Requirement: Once every line containing "https" has been counted, report the total for the data and nothing else.

*** The records ***

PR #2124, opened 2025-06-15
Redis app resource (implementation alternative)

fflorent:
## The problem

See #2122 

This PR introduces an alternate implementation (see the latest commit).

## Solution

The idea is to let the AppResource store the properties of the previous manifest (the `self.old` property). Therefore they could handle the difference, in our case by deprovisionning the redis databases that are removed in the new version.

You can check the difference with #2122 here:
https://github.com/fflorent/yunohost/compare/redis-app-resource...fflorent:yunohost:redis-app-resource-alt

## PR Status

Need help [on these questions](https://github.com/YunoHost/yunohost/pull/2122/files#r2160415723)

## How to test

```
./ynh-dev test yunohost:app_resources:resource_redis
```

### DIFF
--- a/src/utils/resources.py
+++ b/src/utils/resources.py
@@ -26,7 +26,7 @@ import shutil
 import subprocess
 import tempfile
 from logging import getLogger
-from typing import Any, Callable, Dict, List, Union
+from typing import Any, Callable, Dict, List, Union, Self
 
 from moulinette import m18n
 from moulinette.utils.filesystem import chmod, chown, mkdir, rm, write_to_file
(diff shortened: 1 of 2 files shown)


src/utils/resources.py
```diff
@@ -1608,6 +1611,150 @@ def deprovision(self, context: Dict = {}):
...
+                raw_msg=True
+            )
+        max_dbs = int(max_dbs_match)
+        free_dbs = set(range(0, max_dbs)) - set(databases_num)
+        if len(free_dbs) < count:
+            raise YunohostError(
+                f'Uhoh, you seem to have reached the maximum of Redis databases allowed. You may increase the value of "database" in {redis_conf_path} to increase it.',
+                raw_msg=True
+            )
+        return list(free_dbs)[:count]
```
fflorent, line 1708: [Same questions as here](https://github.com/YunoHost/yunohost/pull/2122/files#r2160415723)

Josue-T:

***
*** The records ***

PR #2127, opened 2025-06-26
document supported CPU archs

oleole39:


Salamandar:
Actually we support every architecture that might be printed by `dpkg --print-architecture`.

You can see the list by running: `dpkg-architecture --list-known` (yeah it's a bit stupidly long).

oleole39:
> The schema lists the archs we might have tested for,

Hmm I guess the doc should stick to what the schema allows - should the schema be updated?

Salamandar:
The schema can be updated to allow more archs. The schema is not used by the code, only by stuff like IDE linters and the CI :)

***

Exercise solution: 3